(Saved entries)

>>>

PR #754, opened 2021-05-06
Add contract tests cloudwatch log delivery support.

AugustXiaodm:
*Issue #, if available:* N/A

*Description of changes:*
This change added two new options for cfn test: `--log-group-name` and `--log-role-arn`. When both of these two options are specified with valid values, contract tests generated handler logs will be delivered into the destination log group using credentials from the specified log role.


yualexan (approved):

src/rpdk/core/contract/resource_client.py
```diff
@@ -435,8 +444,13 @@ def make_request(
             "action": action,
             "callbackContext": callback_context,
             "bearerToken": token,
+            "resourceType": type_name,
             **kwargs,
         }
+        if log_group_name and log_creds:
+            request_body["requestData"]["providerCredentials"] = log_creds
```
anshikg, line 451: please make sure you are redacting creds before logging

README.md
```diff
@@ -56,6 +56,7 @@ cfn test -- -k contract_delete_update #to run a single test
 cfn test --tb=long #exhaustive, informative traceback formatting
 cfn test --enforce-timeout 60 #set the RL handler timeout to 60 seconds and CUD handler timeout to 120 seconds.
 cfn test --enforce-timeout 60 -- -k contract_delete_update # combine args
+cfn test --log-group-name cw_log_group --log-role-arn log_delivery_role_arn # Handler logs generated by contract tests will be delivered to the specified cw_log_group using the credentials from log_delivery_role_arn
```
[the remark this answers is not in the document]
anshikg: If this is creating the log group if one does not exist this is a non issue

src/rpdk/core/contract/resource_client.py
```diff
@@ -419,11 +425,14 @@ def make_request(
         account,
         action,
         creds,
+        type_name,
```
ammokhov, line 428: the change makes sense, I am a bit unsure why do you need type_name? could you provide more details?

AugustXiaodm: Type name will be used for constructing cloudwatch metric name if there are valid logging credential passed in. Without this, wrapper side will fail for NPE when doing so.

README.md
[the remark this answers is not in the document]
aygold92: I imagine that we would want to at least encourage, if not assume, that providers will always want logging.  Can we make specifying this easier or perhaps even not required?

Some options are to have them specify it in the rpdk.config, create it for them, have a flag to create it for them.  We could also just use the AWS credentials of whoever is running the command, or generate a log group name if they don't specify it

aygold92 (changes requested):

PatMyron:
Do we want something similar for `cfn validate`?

<<<

## [Problem to solve]
Answer only with the count of lines in the records that include the string "timeout".

## [Solution to the problem]
2